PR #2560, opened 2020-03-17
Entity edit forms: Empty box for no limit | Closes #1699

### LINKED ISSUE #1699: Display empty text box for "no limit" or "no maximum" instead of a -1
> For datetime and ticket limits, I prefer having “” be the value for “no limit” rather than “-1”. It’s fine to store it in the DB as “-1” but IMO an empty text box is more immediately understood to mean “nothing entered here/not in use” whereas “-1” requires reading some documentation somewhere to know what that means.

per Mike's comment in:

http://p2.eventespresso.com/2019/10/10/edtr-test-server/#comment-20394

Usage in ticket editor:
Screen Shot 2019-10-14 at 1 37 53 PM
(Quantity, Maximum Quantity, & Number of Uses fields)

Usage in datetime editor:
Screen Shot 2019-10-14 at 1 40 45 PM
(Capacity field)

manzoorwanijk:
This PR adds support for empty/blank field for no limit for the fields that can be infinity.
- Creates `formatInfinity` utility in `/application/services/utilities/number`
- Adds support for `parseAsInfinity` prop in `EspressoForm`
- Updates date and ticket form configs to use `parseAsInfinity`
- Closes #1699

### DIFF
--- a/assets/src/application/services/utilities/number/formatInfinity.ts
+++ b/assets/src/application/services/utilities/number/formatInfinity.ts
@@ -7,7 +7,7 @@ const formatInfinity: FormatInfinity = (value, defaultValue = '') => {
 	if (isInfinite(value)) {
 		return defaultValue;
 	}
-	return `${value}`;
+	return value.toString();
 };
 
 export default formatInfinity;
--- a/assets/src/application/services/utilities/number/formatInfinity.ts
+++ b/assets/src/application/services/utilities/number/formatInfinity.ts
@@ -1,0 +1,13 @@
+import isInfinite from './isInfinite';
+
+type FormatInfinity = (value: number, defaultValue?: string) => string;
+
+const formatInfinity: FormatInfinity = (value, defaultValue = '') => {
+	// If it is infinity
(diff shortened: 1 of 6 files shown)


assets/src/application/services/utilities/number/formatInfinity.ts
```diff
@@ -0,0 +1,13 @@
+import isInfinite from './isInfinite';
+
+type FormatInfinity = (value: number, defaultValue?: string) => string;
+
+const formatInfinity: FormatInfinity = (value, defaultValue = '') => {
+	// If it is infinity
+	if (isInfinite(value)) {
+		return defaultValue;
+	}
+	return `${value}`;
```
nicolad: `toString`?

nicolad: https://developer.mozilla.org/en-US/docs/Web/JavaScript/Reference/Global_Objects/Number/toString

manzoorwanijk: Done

* _Goal of the exercise_
Bring together all lines from the listing that contain the word "return".

* _Answer_
 		return defaultValue;
-	return `${value}`;
+	return value.toString();
+		return defaultValue;
+	return `${value}`;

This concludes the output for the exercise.